A millionaire investor from China who stabbed to death Auckland business partner Elizabeth Zhong amid a heated court battle over control of their failing company will have to serve at least 18 years and six months of his life sentence before he can apply for parole.
Fang Sun returned to the High Court at Auckland today - two months after a jury found him guilty of murder - as Justice Neil Campbell determined his minimum term of imprisonment.
"Your offending involved calculated planning," the judge said, describing the murder as "brutal and callous to a very high degree".
"It was anything but impulse," he said.
"You left Ms Zhong without any dignity, even in death."
During a six-week trial that lasted from April to June, prosecutor Gareth Kayes said Sun believed Zhong had misappropriated money from their business, Sunbow Ltd, and he blamed her for causing more than $26 million worth of financial losses to him and his family. The two were once so close he at times lived in a guest bedroom of her house, but he would later tell a private investigator that she had ruined his life.
Zhong, 55, denied misappropriation during the year-long civil battle prior to her death. She was never charged with a crime.
Sun's attempt to wrestle control of their business ventures while she desperately tried to keep them afloat - often using her own money - contributed to their eventual failure, witnesses said during the trial. Zhong told multiple people, including the police, that she was fearful because Sun had threatened her life.
Prosecutors said Sun was so furious over the financial hit that he broke into Zhong's Sunnyhills home around 4am on November 28, 2020, and brutally attacked her in her bedroom.
Zhong was stabbed more than 20 times, so violently that she was nearly decapitated, before her body was stuffed into a suitcase and transferred to the boot of her Land Rover. Police found her body that evening inside the blood-smeared SUV, which had been left on the side of the road in the East Auckland neighbourhood where she and Sun both lived.
A tracking device that Sun's private investigator illegally placed underneath Zhong's SUV would later reveal to police that the vehicle was parked near Sun's home for 15 minutes and 18 seconds on the morning of the murder before it was moved to where her body was later found.
Zhong's adult daughter, who continues to have name suppression, stood at the opposite end of the courtroom today as she addressed Sun with a victim impact statement. She described her mum as "always soft, warm and glowing" and the best mother she could have had.
"I felt extremely hurt and confused because I believe my mum genuinely treated [Sun] with kindness," she said, explaining that she still struggles to come to terms with the death.

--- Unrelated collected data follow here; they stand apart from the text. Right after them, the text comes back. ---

PR #1386, opened 2022-07-28
Add wormhole chain to the sdk

jynnantonix:
Add support for wormhole chain to the sdk.  Since the `humanAddress` and `canonicalAddress` functions in the terra package are also needed for wormhole chain, move them into a new cosmos package.  Also, stop hard coding "terra" in `humanAddress` and take the human-readable part as a parameter instead.

---
This change is [Reviewable](https://reviewable.io/reviews/certusone/wormhole/1386)

### DIFF
--- a/sdk/js/src/cosmos/address.ts
+++ b/sdk/js/src/cosmos/address.ts
@@ -1,8 +1,8 @@
 import { bech32 } from "bech32";
 
 export function canonicalAddress(humanAddress: string) {
-    return new Uint8Array(bech32.fromWords(bech32.decode(humanAddress).words));
+  return new Uint8Array(bech32.fromWords(bech32.decode(humanAddress).words));
 }
 export function humanAddress(hrp: string, canonicalAddress: Uint8Array) {
-    return bech32.encode(hrp, bech32.toWords(canonicalAddress));
+  return bech32.encode(hrp, bech32.toWords(canonicalAddress));
 }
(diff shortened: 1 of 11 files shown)


kev1n-peters:
PR looks good. Only comment is that contributors use the [VS Code prettier extension](https://marketplace.visualstudio.com/items?itemName=esbenp.prettier-vscode) with default settings for formatting typescript code. A CI job that enforces consistent typescript formatting will likely be added in the future.

kev1n-peters (approved):

sdk/js/src/cosmos/address.ts
```diff
@@ -0,0 +1,8 @@
+import { bech32 } from "bech32";
+
+export function canonicalAddress(humanAddress: string) {
+  return new Uint8Array(bech32.fromWords(bech32.decode(humanAddress).words));
+}
+export function humanAddress(hrp: string, canonicalAddress: Uint8Array) {
```
bruce-riley, line 6: Just thinking out loud here, and you have probably already thought about it, so you can feel free to just close this issue. 

This is a breaking change (adding a parameter). Would it be better to leave this function as is and create a separate one that takes the extra parameter?

bruce-riley (approved):

sdk/js/src/cosmos/address.ts
kev1n-peters: It's been decided to break backwards compatibility and add the new parameter to the function since it's no longer terra specific

evan-gray (approved):

PR #1387, opened 2022-07-28
cloud_functions: Use CoinGecko API IDs from allowlist in TVL calculations

kev1n-peters:
Specify the CoinGecko API ID for tokens in the allowlist.
It's useful to manually specify the API ID to in certain cases.

---
This change is [Reviewable](https://reviewable.io/reviews/certusone/wormhole/1387)


ckeun (approved):

event_database/cloud_functions/process-transfer.go
```diff
@@ -217,11 +217,6 @@ func ProcessTransfer(ctx context.Context, m PubSubMessage) error {
 			nativeTokenAddress = string(item.Value)
 		}
 	}
-	if coinId == "" {
```
justinschuldt, line 220: just wondering, do we want to write transfer details to the row if we do not have coinId or price?  I'm wondering if that will have downstream effects, code that expects a coinId or price if the transfer details family exists.

justinschuldt (approved):

event_database/cloud_functions/process-transfer.go
kev1n-peters: The downstream/calculate functions now look up the CoinGecko API ID in the allowlist and don't depend on the one set in the transfer details column family or the price. I think that it should be okay for the transfer details column family to exist even if the coinId or price is empty/0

"Every time we think about how much my mum suffered in her last moments, we're truly devastated...He literally took the rug from under my feet and turned my life upside down."
The pain was made worse by the "relentless suffocation" caused by media coverage of the high-profile case, she said.
"I couldn't say anything publicly because I didn't want to jeopardise the police investigation," she said. "I have held my tongue back too many times."
Even more difficult, she said through tears, has been seeing the situation through the eyes of her children, who were 1 and 4 years old when their grandmother was killed. Her daughter, who considered Zhong her best friend, cries when another child's grandmother comes to read at her daycare, she said.
"I don't know how an adult is supposed to explain murder to a 4-year-old."
Justice Campbell thanked the woman for her statement, adding: "Your mother would be very proud of you."
While determining the length of Sun's minimum period of imprisonment, Justice Campbell said he accepted that Sun should be given credit for previous good behaviour and for taking "a cooperative approach" during the trial that resulted in 40 witnesses not needing to be called. Sun also showed some empathy for Zhong and her family when interviewed for a pre-sentence report, but he can't receive credit for remorse while maintaining his innocence, the judge said.
Defence lawyer Sam Wimsett acknowledged that there's "little can be said" when his client maintains his innocence despite the guilty verdict.